Reproduce each line from the first in the data through the line that contains "142 headless configuration" exactly; give nothing else.

[Entries taken from a collection]
============
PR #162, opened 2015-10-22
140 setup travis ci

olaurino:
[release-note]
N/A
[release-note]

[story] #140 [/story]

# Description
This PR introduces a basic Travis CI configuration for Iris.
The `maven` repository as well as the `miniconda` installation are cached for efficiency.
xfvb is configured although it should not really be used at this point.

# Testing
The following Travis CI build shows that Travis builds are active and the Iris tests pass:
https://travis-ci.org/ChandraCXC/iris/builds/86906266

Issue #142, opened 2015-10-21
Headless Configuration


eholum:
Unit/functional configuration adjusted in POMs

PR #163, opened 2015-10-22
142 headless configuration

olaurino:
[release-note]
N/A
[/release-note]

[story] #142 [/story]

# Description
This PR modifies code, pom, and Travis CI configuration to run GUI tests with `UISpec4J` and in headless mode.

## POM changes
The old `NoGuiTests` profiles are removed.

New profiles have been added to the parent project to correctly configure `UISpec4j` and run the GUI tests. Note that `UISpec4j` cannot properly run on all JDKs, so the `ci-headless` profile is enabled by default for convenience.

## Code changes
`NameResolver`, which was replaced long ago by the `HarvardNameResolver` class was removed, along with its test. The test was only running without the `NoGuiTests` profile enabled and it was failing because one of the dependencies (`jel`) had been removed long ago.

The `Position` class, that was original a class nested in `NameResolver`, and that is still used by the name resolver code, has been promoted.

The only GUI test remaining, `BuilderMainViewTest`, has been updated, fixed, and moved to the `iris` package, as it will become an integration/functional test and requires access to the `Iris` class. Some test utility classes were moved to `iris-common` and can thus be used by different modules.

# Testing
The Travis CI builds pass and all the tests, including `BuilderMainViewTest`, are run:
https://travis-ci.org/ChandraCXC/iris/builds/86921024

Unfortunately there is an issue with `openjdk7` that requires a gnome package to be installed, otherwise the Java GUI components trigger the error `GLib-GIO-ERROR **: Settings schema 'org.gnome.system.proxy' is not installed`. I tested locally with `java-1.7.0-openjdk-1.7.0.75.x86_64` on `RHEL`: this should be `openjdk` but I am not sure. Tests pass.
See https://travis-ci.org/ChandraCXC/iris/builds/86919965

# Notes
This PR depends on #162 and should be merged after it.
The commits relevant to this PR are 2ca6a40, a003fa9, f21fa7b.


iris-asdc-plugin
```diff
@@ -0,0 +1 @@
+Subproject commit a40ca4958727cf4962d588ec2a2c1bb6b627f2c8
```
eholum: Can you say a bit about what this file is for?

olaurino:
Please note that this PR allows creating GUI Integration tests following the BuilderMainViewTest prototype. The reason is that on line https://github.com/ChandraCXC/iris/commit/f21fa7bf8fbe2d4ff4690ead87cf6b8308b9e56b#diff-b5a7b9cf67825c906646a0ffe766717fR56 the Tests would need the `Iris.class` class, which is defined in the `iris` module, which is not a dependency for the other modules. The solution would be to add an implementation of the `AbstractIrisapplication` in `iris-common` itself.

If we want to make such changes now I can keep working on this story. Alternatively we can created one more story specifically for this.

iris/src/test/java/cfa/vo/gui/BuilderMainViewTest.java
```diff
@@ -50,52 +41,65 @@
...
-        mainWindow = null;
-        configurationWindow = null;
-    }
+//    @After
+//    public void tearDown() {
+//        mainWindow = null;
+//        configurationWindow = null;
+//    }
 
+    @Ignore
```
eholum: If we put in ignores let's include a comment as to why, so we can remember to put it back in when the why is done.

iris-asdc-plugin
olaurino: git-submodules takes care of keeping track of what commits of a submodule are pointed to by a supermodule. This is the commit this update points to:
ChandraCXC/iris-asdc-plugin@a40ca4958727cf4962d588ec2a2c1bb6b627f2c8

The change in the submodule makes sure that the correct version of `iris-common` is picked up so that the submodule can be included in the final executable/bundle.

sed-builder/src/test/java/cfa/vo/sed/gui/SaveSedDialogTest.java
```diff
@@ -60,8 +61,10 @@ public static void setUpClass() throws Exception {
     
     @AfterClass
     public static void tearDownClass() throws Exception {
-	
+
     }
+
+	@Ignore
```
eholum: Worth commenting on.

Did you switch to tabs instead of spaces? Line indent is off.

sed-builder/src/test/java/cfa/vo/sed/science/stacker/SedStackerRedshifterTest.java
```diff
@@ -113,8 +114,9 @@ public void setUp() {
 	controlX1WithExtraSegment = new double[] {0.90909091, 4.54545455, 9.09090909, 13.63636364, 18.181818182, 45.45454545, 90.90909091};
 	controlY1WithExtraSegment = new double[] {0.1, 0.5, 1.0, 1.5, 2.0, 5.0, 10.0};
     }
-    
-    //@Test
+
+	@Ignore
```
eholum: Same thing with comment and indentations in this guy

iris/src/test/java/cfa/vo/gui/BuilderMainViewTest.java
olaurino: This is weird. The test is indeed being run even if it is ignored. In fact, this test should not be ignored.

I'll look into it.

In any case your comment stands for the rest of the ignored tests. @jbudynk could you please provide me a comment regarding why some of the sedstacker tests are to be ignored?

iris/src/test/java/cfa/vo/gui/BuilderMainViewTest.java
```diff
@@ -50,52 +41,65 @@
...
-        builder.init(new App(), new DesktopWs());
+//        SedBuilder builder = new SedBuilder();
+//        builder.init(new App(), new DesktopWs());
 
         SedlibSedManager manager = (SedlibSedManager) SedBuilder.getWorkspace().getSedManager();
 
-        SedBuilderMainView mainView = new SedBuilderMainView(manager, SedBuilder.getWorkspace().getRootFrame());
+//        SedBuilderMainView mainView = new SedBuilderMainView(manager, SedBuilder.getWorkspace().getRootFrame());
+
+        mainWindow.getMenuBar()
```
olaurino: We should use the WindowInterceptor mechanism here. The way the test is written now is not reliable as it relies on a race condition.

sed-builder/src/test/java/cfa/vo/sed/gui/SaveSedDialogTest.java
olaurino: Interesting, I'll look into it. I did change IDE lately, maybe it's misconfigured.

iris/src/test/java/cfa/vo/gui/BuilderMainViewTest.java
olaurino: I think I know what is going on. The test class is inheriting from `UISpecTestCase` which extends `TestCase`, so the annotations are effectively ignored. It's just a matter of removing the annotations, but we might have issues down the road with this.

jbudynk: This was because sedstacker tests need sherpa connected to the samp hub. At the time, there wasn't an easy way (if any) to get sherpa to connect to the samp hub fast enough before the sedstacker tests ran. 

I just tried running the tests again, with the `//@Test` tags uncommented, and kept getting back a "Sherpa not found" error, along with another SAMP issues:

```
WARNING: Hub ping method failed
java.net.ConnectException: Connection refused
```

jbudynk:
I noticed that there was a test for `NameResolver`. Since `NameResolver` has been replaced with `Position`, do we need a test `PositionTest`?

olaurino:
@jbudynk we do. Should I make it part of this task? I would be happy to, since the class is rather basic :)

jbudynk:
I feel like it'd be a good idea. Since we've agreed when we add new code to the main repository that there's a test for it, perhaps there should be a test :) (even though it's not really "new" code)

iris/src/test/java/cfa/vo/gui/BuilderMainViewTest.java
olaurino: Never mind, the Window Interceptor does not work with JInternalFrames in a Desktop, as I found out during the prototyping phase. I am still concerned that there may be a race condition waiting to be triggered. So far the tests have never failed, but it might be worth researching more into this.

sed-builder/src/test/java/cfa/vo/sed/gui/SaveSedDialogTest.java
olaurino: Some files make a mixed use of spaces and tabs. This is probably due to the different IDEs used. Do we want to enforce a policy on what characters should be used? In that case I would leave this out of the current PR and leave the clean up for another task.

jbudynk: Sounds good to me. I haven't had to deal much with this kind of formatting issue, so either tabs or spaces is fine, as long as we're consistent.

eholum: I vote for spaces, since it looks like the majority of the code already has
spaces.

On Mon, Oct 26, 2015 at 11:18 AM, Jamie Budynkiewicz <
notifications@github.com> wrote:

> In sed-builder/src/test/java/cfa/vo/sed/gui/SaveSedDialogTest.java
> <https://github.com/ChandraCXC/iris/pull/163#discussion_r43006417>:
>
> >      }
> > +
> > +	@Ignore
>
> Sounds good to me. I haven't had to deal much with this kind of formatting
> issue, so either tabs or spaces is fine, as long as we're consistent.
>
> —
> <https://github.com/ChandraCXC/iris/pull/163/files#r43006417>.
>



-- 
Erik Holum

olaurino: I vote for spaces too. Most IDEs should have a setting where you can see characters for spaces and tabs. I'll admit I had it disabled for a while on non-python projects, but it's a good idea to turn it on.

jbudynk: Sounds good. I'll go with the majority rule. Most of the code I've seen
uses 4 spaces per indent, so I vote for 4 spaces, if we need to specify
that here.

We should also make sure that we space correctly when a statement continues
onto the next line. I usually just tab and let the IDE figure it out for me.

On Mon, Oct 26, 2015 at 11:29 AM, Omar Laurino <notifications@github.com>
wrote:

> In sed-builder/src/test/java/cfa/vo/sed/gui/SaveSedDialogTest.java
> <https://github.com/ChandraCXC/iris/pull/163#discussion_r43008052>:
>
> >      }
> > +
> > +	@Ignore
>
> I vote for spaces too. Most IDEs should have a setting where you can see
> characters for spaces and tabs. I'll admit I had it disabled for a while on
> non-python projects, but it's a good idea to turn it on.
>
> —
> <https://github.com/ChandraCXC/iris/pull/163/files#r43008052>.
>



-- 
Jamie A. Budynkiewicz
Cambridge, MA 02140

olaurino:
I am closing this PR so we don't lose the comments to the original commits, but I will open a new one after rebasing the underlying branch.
============
● Task response:
PR #162, opened 2015-10-22
140 setup travis ci

olaurino:
[release-note]
N/A
[release-note]

[story] #140 [/story]

# Description
This PR introduces a basic Travis CI configuration for Iris.
The `maven` repository as well as the `miniconda` installation are cached for efficiency.
xfvb is configured although it should not really be used at this point.

# Testing
The following Travis CI build shows that Travis builds are active and the Iris tests pass:
https://travis-ci.org/ChandraCXC/iris/builds/86906266

Issue #142, opened 2015-10-21
Headless Configuration


eholum:
Unit/functional configuration adjusted in POMs

PR #163, opened 2015-10-22
142 headless configuration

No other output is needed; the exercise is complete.